Economic Development Tax Incentives -- Equipment moved into the State. QUALIFIED PROPERTY PLACED IN SERVICE IN NEBRASKA FOR THE FIRST TIME AFTER FILING AN APPLICATION UNDER THE EMPLOYMENT AND INVESTMENT GROWTH ACT WILL BE AN INVESTMENT IN THIS STATE.
Advice has been requested as to the effect of Revenue Ruling 29-87-2, entitled Economic Development Tax Incentives - Time of Investment, on property that is originally placed into service in another state and then is moved into Nebraska.

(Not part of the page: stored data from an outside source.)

PR #635, opened 2021-09-30
Correctly remove event observer

devalevenkatesh:
**Issue #:** 
NA

**Description of changes:**
- Fix `eventDidReceive` observer removal.

**Testing**

2. How did you test these changes? Tested by raising this PR: https://github.com/aws-samples/amazon-chime-sdk/pull/67 against the demo app.

### DIFF
--- a/src/providers/MeetingProvider/MeetingManager.ts
+++ b/src/providers/MeetingProvider/MeetingManager.ts
@@ -137,6 +137,8 @@ export class MeetingManager implements AudioVideoObserver {
 
   private meetingEventObserverSet = new Set<(name: EventName, attributes: EventAttributes) => void>();
 
+  private eventDidReceiveRef: AudioVideoObserver;
+
   constructor(private meetingManagerConfig: MeetingManagerConfig) {
     const {
       simulcastEnabled,
@@ -164,6 +166,10 @@ export class MeetingManager implements AudioVideoObserver {
     if (videoDownlinkBandwidthPolicy) {
       this.videoDownlinkBandwidthPolicy = videoDownlinkBandwidthPolicy;
     }
+
+    this.eventDidReceiveRef = { eventDidReceive: (name: EventName, attributes: EventAttributes) => {
+      this.publishEventDidReceiveUpdate(name, attributes);
+    }};
   }
 
   initializeMeetingManager(): void {
@@ -236,10 +242,6 @@ export class MeetingManager implements AudioVideoObserver {
     this.publishActiveSpeaker();
   }
 
-  eventDidReceive = (name: EventName, attributes: EventAttributes) => {
-    this.publishEventDidReceiveUpdate(name, attributes);
-  };
-
   async initializeMeetingSession(
     configuration: MeetingSessionConfiguration,
     deviceLabels: DeviceLabels | DeviceLabelTrigger = DeviceLabels.AudioAndVideo,
@@ -278,12 +280,14 @@ export class MeetingManager implements AudioVideoObserver {
 
     this.audioVideo = this.meetingSession.audioVideo;
     this.publishAudioVideo();
+    
     // When an attendee leaves, we remove AudioVideoObservers and nullify AudioVideoFacade and MeetingSession object.
     // This results into missing few meeting events triggered with audioVideoDidStop such as meetingEnded, meetingFailed and meetingStartFailed.
     // We may also loose audioInputUnselected and videoInputUnselected events as we choose null devices when an attendee leaves.
     // When a new AudioVideoFacade object is created remove and re-add the eventDidReceive observer which wont leak.
-    this.audioVideo.removeObserver({ eventDidReceive: this.eventDidReceive });
-    this.audioVideo.addObserver({ eventDidReceive: this.eventDidReceive });
+    this.audioVideo.removeObserver(this.eventDidReceiveRef);
+    this.audioVideo.addObserver(this.eventDidReceiveRef);
+
     this.setupAudioVideoObservers();
     this.setupDeviceLabelTrigger(deviceLabels);
     await this.listAndSelectDevices(deviceLabels);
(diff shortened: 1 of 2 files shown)


src/providers/MeetingProvider/MeetingManager.ts
```diff
@@ -282,8 +284,9 @@ export class MeetingManager implements AudioVideoObserver {
     // This results into missing few meeting events triggered with audioVideoDidStop such as meetingEnded, meetingFailed and meetingStartFailed.
     // We may also loose audioInputUnselected and videoInputUnselected events as we choose null devices when an attendee leaves.
     // When a new AudioVideoFacade object is created remove and re-add the eventDidReceive observer which wont leak.
-    this.audioVideo.removeObserver({ eventDidReceive: this.eventDidReceive });
-    this.audioVideo.addObserver({ eventDidReceive: this.eventDidReceive });
+    this.eventDidReceiveObserver && this.audioVideo.removeObserver(this.eventDidReceiveObserver);
+    this.eventDidReceiveObserver = { eventDidReceive: this.eventDidReceive };
```
ltrung, line 288: Why cant we just initialize it in line 140 and just do remove it here?

src/providers/MeetingProvider/MeetingManager.ts
```diff
@@ -282,8 +284,9 @@ export class MeetingManager implements AudioVideoObserver {
     // This results into missing few meeting events triggered with audioVideoDidStop such as meetingEnded, meetingFailed and meetingStartFailed.
     // We may also loose audioInputUnselected and videoInputUnselected events as we choose null devices when an attendee leaves.
     // When a new AudioVideoFacade object is created remove and re-add the eventDidReceive observer which wont leak.
-    this.audioVideo.removeObserver({ eventDidReceive: this.eventDidReceive });
-    this.audioVideo.addObserver({ eventDidReceive: this.eventDidReceive });
+    this.eventDidReceiveObserver && this.audioVideo.removeObserver(this.eventDidReceiveObserver);
```
ltrung, line 287: >  // When an attendee leaves, we remove AudioVideoObservers and nullify AudioVideoFacade and MeetingSession object.
    // This results into missing few meeting events triggered with audioVideoDidStop such as meetingEnded, meetingFailed and meetingStartFailed.
    // When a new AudioVideoFacade object is created remove and re-add the eventDidReceive observer which wont leak.

Is this still true?

ltrung, line 287: This code is confusing. Why do we need to add several audioVideo observer here?
Can we just have one?

devalevenkatesh: The audioVideoDidStart and audioVideoDidStop were kept separate due to the meeting events issue.

xuesichao: I think we don't need this condition check here, but maybe it would be helpful for readability.
According to https://developer.mozilla.org/en-US/docs/Web/JavaScript/Reference/Global_Objects/Set/delete, delete an item that is not in the Set won't trigger any error, it will just return `false`

src/providers/MeetingProvider/MeetingManager.ts
devalevenkatesh: Yup that makes sense, update this.

src/providers/MeetingProvider/MeetingManager.ts
xuesichao: I think we don't need this condition check here.
According to [MDN/set/delete](https://developer.mozilla.org/en-US/docs/Web/JavaScript/Reference/Global_Objects/Set/delete#return_value), if we delete an item that is not in the Set, it won't throw any error, just return `false`.

devalevenkatesh: I removed the part to down setupAudioVideoObservers section to keep addition, removal in one place. But this still needs to be separate from the existing observers and the comment still applies tested it.

devalevenkatesh: Yes, I tested it and we still follow the logic.

src/providers/MeetingProvider/MeetingManager.ts
```diff
@@ -367,6 +365,13 @@ export class MeetingManager implements AudioVideoObserver {
       return;
     }
 
+    // When an attendee leaves, we remove AudioVideoObservers and nullify AudioVideoFacade and MeetingSession object.
+    // This results into missing few meeting events triggered with audioVideoDidStop such as meetingEnded, meetingFailed and meetingStartFailed.
+    // We may also loose audioInputUnselected and videoInputUnselected events as we choose null devices when an attendee leaves.
+    // When a new AudioVideoFacade object is created remove and re-add the eventDidReceive observer which wont leak.
+    this.eventDidReceiveObserver && this.audioVideo.removeObserver(this.eventDidReceiveObserver);
```
xuesichao, line 372: In case if you didn't see it, we could remove this condition check here.

src/providers/MeetingProvider/MeetingManager.ts
```diff
@@ -164,6 +166,8 @@ export class MeetingManager implements AudioVideoObserver {
     if (videoDownlinkBandwidthPolicy) {
       this.videoDownlinkBandwidthPolicy = videoDownlinkBandwidthPolicy;
     }
+
+    this.eventDidReceiveObserver = { eventDidReceive: this.eventDidReceive };
```
xuesichao, line 170: Is the code from L243 - L245, the `eventDidReceive` function used somewhere else? Could we do not declare this function and just add it into the `eventDidReceiveObserver` at L140?

Feel like we don't need L160-170 and L243 - L245.

src/providers/MeetingProvider/MeetingManager.ts
devalevenkatesh: Yup I have removed it, thanks!

src/providers/MeetingProvider/MeetingManager.ts
devalevenkatesh: Yup updated the code to do it, I refrained as the `eventDidReceive` was an public arrow function so dint thought to remove it, but have removed as it should not be used publicly anyhow. Thanks!

ltrung (approved):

The taxpayer has applied for an agreement under the Employment and Investment Growth Act (Act). The taxpayer is currently operating a manufacturing facility in another state. The project includes the relocation of equipment from the other state into the project in Nebraska. Most of the equipment that will be relocated was originally placed into service in the other state before the filing of the application, and some of the equipment that will be relocated has been placed into service after the date of the application. All of the equipment will be relocated into Nebraska after the date of the application.
Section 77-4102(2), R.S.Supp. 1987, provides in part that:
It is the policy of this state to make revisions in Nebraska's tax structure in order to encourage new businesses to relocate to Nebraska, . . . .Section 77-4103(6), R.S.Supp. 1987, provides in part that:
Investment shall mean the value of qualified property incorporated into or used at the project. For qualified property owned by the taxpayer, the value shall be the original cost of the property, . . . .Section 77-4104(3), R.S.Supp. 1987, provides in part that:
Once reasonably satisfied that the plans of the applicant constitute a project in a qualified business within this state, that the plans will result in either (a) the investment in qualified property of at least three million dollars and the hiring of at least thirty new employees or (b) the investment in qualified property of at least twenty million dollars, . . . the Tax Commissioner shall approve the application.The Act requires an investment in qualified property in Nebraska in order for the taxpayer to receive the benefits allowable under the Act. Revenue Ruling 29-87-2, Economic Development Tax Incentives - Time of Investment states that the property has to be placed into service after the date of the application.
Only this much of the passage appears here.